Lia confidencia que esteve na Istambul quando criança, uma viagem com seu falecido pai. A velha evoca memórias, fica ébria de lembranças e bebida, pois é alcoólatra, conflito que tenta conter o ímpeto do impulsivo Achi, mas em vão. É mais uma das contradições, das conservações que a sociedade tenta impor aos mais jovens, mas sem a presteza do exemplo. Eles vagam, cruzam com personagens, se encontram e se perdem pelo caminho. Caminhos Cruzados, como a tradução do título do filme.

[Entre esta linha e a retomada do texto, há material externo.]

PR #615, opened 2023-11-16
docs(fidget.nvim): `window.blend` -> `notification.window.winblend`

jdekarske:
Fixed special setup according to https://github.com/j-hui/fidget.nvim/blob/main/doc/fidget.md#options


mrtnvgr:
Thanks!

PR #1288, opened 2024-08-15
RWA 3193 mandatory fields add new flag part1

skandala-cgi:
https://tools.hmcts.net/jira/browse/RWA-3715

### Change description ###

Add new Launchdarkly Flag

```
[x] Yes
[ ] No
```


src/main/java/uk/gov/hmcts/reform/wataskmanagementapi/services/utils/TaskMandatoryFieldsValidator.java
```diff
@@ -0,0 +1,139 @@
...
+     * Checks if the task's jurisdiction is excluded.
+     *
+     * @param task the task to be checked
+     * @param excludedJurisdictionsArray the array of excluded jurisdictions
+     * @return true if the jurisdiction is excluded, false otherwise
+     */
+    private boolean isJurisdictionExcluded(TaskResource task, JsonNode excludedJurisdictionsArray) {
+        for (JsonNode jurisdiction : excludedJurisdictionsArray) {
+            if (jurisdiction.asText().equals(task.getJurisdiction())) {
+                return true;
```
raghera, line 95: Possibly a log of an excluded jurisdiction would be helpful for debug.  Over time there should be no exclusions would be good to know if for instance we end up with some new empty Role Categories how that happened.

src/main/java/uk/gov/hmcts/reform/wataskmanagementapi/services/utils/TaskMandatoryFieldsValidator.java
```diff
@@ -0,0 +1,139 @@
...
+     * @return the JsonNode for the mandatory field check flag variant
+     * @throws IllegalArgumentException if the JSON string cannot be parsed
+     */
+    public JsonNode parseJson(String jsonString) {
+        try {
+            return new ObjectMapper().readTree(jsonString).get(MANDATORY_FIELD_CHECK_FLAG_VARIANT.stringValue());
+        } catch (JsonProcessingException e) {
+            throw new IllegalArgumentException("Mandatory flag jurisdictions mapping issue.", e);
+        }
+    }
```
raghera, line 114: Maybe this could be in another class (JsonParser if not one already?) and made more generic  e.g. public JsonNode getJsonNode(String jsonString, String nodeName) ?  

Also a minor consideration should we be using the ObjectMapper from the SpringContext or is there a problem with that?

src/main/resources/application.yaml
```diff
@@ -16,6 +16,8 @@ config:
   exclusiveAccessClients: ${TASK_MANAGEMENT_EXCLUSIVE_CLIENTS:wa_task_management_api,wa_task_monitor,wa_case_event_handler,wa_workflow_api}
   allowedJurisdictions: ${ALLOWED_JURISDICTIONS:ia,wa,sscs,civil,publiclaw,privatelaw,employment}
   allowedCaseTypes: ${ALLOWED_CASE_TYPES:asylum,wacasetype,sscs,civil,generalapplication,care_supervision_epo,prlapps,et_englandwales,et_englandwales_listings,et_englandwales_multiple,et_scotland,et_scotland_listings,et_scotland_multiple,et_admin,privatelaw_exceptionrecord,benefit}
+  taskMandatoryFieldCheckEnabled: ${MANDATORY_TASK_FIELD_CHECK_ENABLED:true}
```
raghera, line 19: Perhaps `false` is the safer default for now.

src/main/java/uk/gov/hmcts/reform/wataskmanagementapi/services/utils/TaskMandatoryFieldsValidator.java
```diff
@@ -0,0 +1,139 @@
...
+                if (PropertyUtils.getProperty(task, field) == null
+                    || PropertyUtils.getProperty(task, field).toString().isBlank()) {
+                    errors.add(field + " cannot be null or empty");
+                }
+            } catch (Exception e) {
+                throw new IllegalArgumentException("Cannot find property value for field " + field, e);
+            }
+        }
+        if (!errors.isEmpty()) {
+            throw new ValidationException(String.join(", ", errors));
```
raghera, line 136: Something to consider here is that there are 2 flavours of mandatory field violations.  1) service team has not provided one though a config error 2) we have not provided one through our code.  The former is going to be what we are most interested in since with the latter some test is likely to fail.  Where the services have made a mistake we want to make sure we alert then asap and so we have to know it was a field which was their responsibility that was the problem (not our code).
Given this our model should reflect this distinction.  One can be used to alert the service but the other not.

src/main/java/uk/gov/hmcts/reform/wataskmanagementapi/services/utils/TaskMandatoryFieldsValidator.java
```diff
@@ -0,0 +1,150 @@
...
+            throw new ServiceMandatoryFieldValidationException(
+                String.join(", ", serviceSpecificErrors.toString()));
+        }
+        if (!tmSpecificErrors.isEmpty()) {
+            throw new ValidationException(String.join(", ", tmSpecificErrors.toString()));
+        }
+    }
+
+    private boolean isFieldNullOrEmpty(Object fieldValue) {
+        return fieldValue == null || fieldValue.toString().isBlank();
```
raghera, line 139: Will the Object.toString() ever be blank?  If it's not set won't it just be an object reference representation?  Maybe you have tested that scenario?

src/main/java/uk/gov/hmcts/reform/wataskmanagementapi/services/utils/TaskMandatoryFieldsValidator.java
```diff
@@ -0,0 +1,150 @@
...
+    }
+
+    /**
+     * Validates the mandatory fields of a task.
+     *
+     * @param task the task to be validated
+     * @throws ValidationException if any mandatory field is missing or invalid
+     * @throws IllegalArgumentException if a property value cannot be found
+     */
+    public void validateTaskMandatoryFields(TaskResource task) {
```
raghera, line 114: Is there a unit test for this?  I can't see anything called TaskMandatoryFieldsValidatorTest only an Integration Test.

skandala-cgi: added one now

src/main/java/uk/gov/hmcts/reform/wataskmanagementapi/services/utils/TaskMandatoryFieldsValidator.java
skandala-cgi: If the value is empty string then fieldValue.toString().isBlank() is returning true.

raghera (approved):

src/integrationTest/java/uk/gov/hmcts/reform/wataskmanagementapi/utils/TaskMandatoryFieldsValidatorIntegrationTest.java
```diff
@@ -0,0 +1,179 @@
...
+import java.util.List;
+import java.util.UUID;
+
+import static org.junit.jupiter.api.Assertions.assertDoesNotThrow;
+import static org.junit.jupiter.api.Assertions.assertThrows;
+import static org.junit.jupiter.api.Assertions.assertTrue;
+import static org.mockito.ArgumentMatchers.any;
+import static org.mockito.Mockito.when;
+
+public class TaskMandatoryFieldsValidatorIntegrationTest extends SpringBootIntegrationBaseTest {
```
BenNzewi, line 32: General comment on the test method naming convention. Are we going with "given and no longer should"

src/integrationTest/java/uk/gov/hmcts/reform/wataskmanagementapi/utils/TaskMandatoryFieldsValidatorIntegrationTest.java
```diff
@@ -0,0 +1,179 @@
...
+        task.setJurisdiction("WA");
+
+        TaskMandatoryFieldsValidator spyValidator = Mockito.spy(taskMandatoryFieldsValidator);
+        spyValidator.validate(task);
+
+        Mockito.verify(spyValidator, Mockito.never()).validateTaskMandatoryFields(task);
+    }
+
+    @Test
+    @DisplayName("should throw ValidationException when mandatory field is missing")
```
BenNzewi, line 133: Is this a duplicate of given_empty_mandatory_field_when_validate_then_throw_service_mandatory_field_validation_exception above?

src/integrationTest/java/uk/gov/hmcts/reform/wataskmanagementapi/utils/TaskMandatoryFieldsValidatorIntegrationTest.java
```diff
@@ -0,0 +1,179 @@
...
+    }
+
+    @Test
+    @DisplayName("should validate successfully when all mandatory fields are present")
+    void given_all_mandatory_fields_present_when_validate_then_success() {
+        TaskResource task = getTaskResource(taskId);
+        assertDoesNotThrow(() -> taskMandatoryFieldsValidator.validate(task));
+    }
+
+    @Test
```
BenNzewi, line 60: Can a parameterised test allow the check for all our mandatory fields here?

BenNzewi (approved):

PR #1397, opened 2025-03-05
add query_work type

sonny-hmcts:

https://tools.hmcts.net/jira/browse/RWA-4156

### Change description ###

Added the work type 'query_work'

```
[ ] Yes
[X] No
```

### DIFF
--- a/src/integrationTest/java/uk/gov/hmcts/reform/wataskmanagementapi/controllers/PostTaskSearchControllerTest.java
+++ b/src/integrationTest/java/uk/gov/hmcts/reform/wataskmanagementapi/controllers/PostTaskSearchControllerTest.java
@@ -513,7 +513,8 @@ class PostTaskSearchControllerTest extends SpringBootIntegrationBaseTest {
                                + "decision_making_work, applications, priority, access_requests, "
                                + "error_management, review_case, evidence, follow_up, pre_hearing, post_hearing, "
                                + "intermediate_track_hearing_work, multi_track_hearing_work, "
-                               + "intermediate_track_decision_making_work, multi_track_decision_making_work]")
+                               + "intermediate_track_decision_making_work, multi_track_decision_making_work, "
+                               + "query_work]")
                 ));
     }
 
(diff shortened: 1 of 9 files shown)


skandala-cgi (approved):

src/integrationTest/java/uk/gov/hmcts/reform/wataskmanagementapi/controllers/PostTaskSearchControllerTest.java
```diff
@@ -513,7 +513,8 @@ void should_return_400_bad_request_when_work_types_did_not_exist() throws Except
                                + "decision_making_work, applications, priority, access_requests, "
                                + "error_management, review_case, evidence, follow_up, pre_hearing, post_hearing, "
                                + "intermediate_track_hearing_work, multi_track_hearing_work, "
-                               + "intermediate_track_decision_making_work, multi_track_decision_making_work]")
+                               + "intermediate_track_decision_making_work, multi_track_decision_making_work, "
+                               + "query_work]")
```
raghera, line 517: It would be good to add a test which uses the new Work Type as a filter attribute to the searches.  I expect there is already a test somewhere that does this with other Work Types so you may be able to extend it and use this work type.
This particular test is just checking that the 400 error includes query_work as one of the acceptable Work Types - so not using it as a filter.

src/main/resources/db/migration/V1.0.33__add_new_work_types.sql
```diff
@@ -0,0 +1,2 @@
+insert into work_types(work_type_id, label) values
+    ('query_work','Query work');
```
raghera, line 2: Did we get confirmation from the service that they are happy with the above label?  The above was our working assumption based on the others.

src/integrationTest/java/uk/gov/hmcts/reform/wataskmanagementapi/controllers/PostTaskSearchControllerTest.java
raghera: The same test above can verify that the new Work Type id is included in the search response.

raghera (commented):
Looks good, just a couple of comments.

src/main/resources/db/migration/V1.0.33__add_new_work_types.sql
sonny-hmcts: yes i confirmed it with emma smith

PR #1412, opened 2025-04-08
Revert "removed duplicated code"

raghera:
Reverts hmcts/wa-task-management-api#1334


raghera:
Not required as was an unrelated issue causing the master failure.

PR #1424, opened 2025-04-28
Rwa 3586

skandala-cgi:
https://tools.hmcts.net/jira/browse/RWA-3586

### Change description ###
RWA-3586 changes

```
[ ] Yes
[x] No
```


src/main/java/uk/gov/hmcts/reform/wataskmanagementapi/domain/task/Task.java
```diff
@@ -519,5 +522,13 @@ public ZonedDateTime getReconfigureRequestTime() {
     public ZonedDateTime getLastReconfigurationTime() {
         return lastReconfigurationTime;
     }
+
+    public String getTerminationProcess() {
+        return terminationProcess;
+    }
+
+    public void setTerminationProcess(String terminationProcess) {
```
raghera, line 530: Generally we want to avoid setters to keep objects immutable.  So we'd want to remove this when we have switched it on as the only reason it is here is because we need to be able to retrieve the feature flag from LD.

src/functionalTest/java/uk/gov/hmcts/reform/wataskmanagementapi/watasks/controllers/PostTaskCompleteByIdControllerTest.java
```diff
@@ -100,6 +101,119 @@ public void should_return_a_204_when_completing_a_task_by_id() {
...
+                taskId,
+                userWithCompletionProcessDisabled.getHeaders()
+            );
+            assertions.taskFieldWasUpdatedInDatabase(
+                taskId, "termination_process", null, userWithCompletionProcessDisabled.getHeaders()
+            );
+            result.then().assertThat()
+                .statusCode(HttpStatus.NO_CONTENT.value());
+            String completionProcess = data[0];
+            String terminationProcess = data[1];
```
raghera, line 194: Do we need this as it does not seem to be used in this test?

raghera (approved):

raghera (approved):

PR #1478, opened 2025-07-21
Task title must default to the Task name during Initiation & Reconfiguration

skandala-cgi:
https://tools.hmcts.net/jira/browse/RWA-4550

### Change description ###
Task title must default to the Task name during Initiation & Reconfiguration

```
[x] Yes
[ ] No
```


src/functionalTest/java/uk/gov/hmcts/reform/wataskmanagementapi/watasks/controllers/PostTaskExecuteReconfigureControllerTest.java
```diff
@@ -1045,6 +1047,7 @@ public void should_reconfigure_camunda_task_attributes_after_validation_reconfig
             .statusCode(HttpStatus.OK.value())
             .and().contentType(MediaType.APPLICATION_JSON_VALUE)
             .and().body("task.id", equalTo(taskId))
+            .body("task.task_title", equalTo("A Task")) //Default task name
```
raghera, line 1050: Is there a scenario where the existing `title` is valid but not equal to the Task `name` and during Reconfiguration you get an empty `title`? In this case the existing `title` should be maintained and not set it to the default value.

Should work like this but not sure if we have an existing test?

raghera (approved):

PR #900, opened 2022-01-25
Fixed unmount bug in Filesystem.parted_mklabel  (e.g., /dev/loop0p1)

comrumino:
To reproduce the issue, we follow the steps in [Without a Live ISO Image](https://github.com/archlinux/archinstall#without-a-live-iso-image)
```shell
# truncate -s 20G testimage.img
# losetup -fP ./testimage.img
# losetup -a | grep "testimage.img" | awk -F ":" '{print $1}'
# pip install --upgrade archinstall
# python -m archinstall --script guided
```
Rerun the final step and observe that the partitions `/dev/loop0p*` are never unmounted. The proposed changes use the existing blockdevice class to discover defined partitions and their interface to safely unmount.

### DIFF
--- a/archinstall/lib/disk/filesystem.py
+++ b/archinstall/lib/disk/filesystem.py
@@ -204,12 +204,14 @@ class Filesystem:
 
 	def parted_mklabel(self, device: str, disk_label: str):
 		log(f"Creating a new partition label on {device}", level=logging.INFO, fg="yellow")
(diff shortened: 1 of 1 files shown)


Torxed:
Thank you for submitting this PR :)
I'll verify shortly that it doesn't cause any unexpected side effects and merge it.

Just want to get #902 merged in before I touch this branch as I want those changes to go in here too.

Istambul é projetada entre seus fluxos fluviais, a alta concentração urbana e aglomerada, suas ruelas estreitas, suas subidas, descidas, escadarias, restaurantes com mesas distribuídas pelas calçadas, vendedores ambulantes, prestadores de serviço, pedestres dia e noite, vida noturna movimentada, a presença dos conhecidos gatos de rua na cidade - que aí aproximam Istambul mais do Rio de Janeiro do que de São Paulo. Os gatos são figurantes em diversas cenas, entre espera em rodoviárias, departamentos jurídicos ou simplesmente pelas ruas à espera de sobra de banquetes. Istambul permeada por trânsito intenso, pontes, barcos que atravessam o público pela ampla área da complexa cidade. Istambul que, como confidenciado por um personagem, parece que é uma cidade para se esconderem pessoas, para não serem encontradas. Pode ser a busca de Achi também pela sua fugidia mãe, que não entrou mais em contato com ele. Ele enxergará em Lia também uma figura materna? Impulsivo e sem maiores estudos, terá condições de pedalar, de batalhar sozinho uma vida de altos e baixos na metrópole cosmopolita?

O filme é uma busca pela sumida Tekla, mas quase se desiste dela entre desenvolvimento dos personagens e clímax, tamanhas já são as missões individuais de cada personagem, que apreendem e desafiam a compaixão e atenção do público. Os personagens tem tramas individuais, são impulsionadores da empatia e da construção de suas narrativas, vagueiam, refletem, dividem conflitos, desconfiam e confiam; se importam. Importam. São apresentadas vidas marginais, tentativas de sobreviver, de recomeçar, forças de autoridade, desafios das noites, perseverança e possibilidades. Uma Istambul com seus defeitos, mas com oportunidades, de preconceitos e tabus a serem quebrados e vencidos; de surpreender.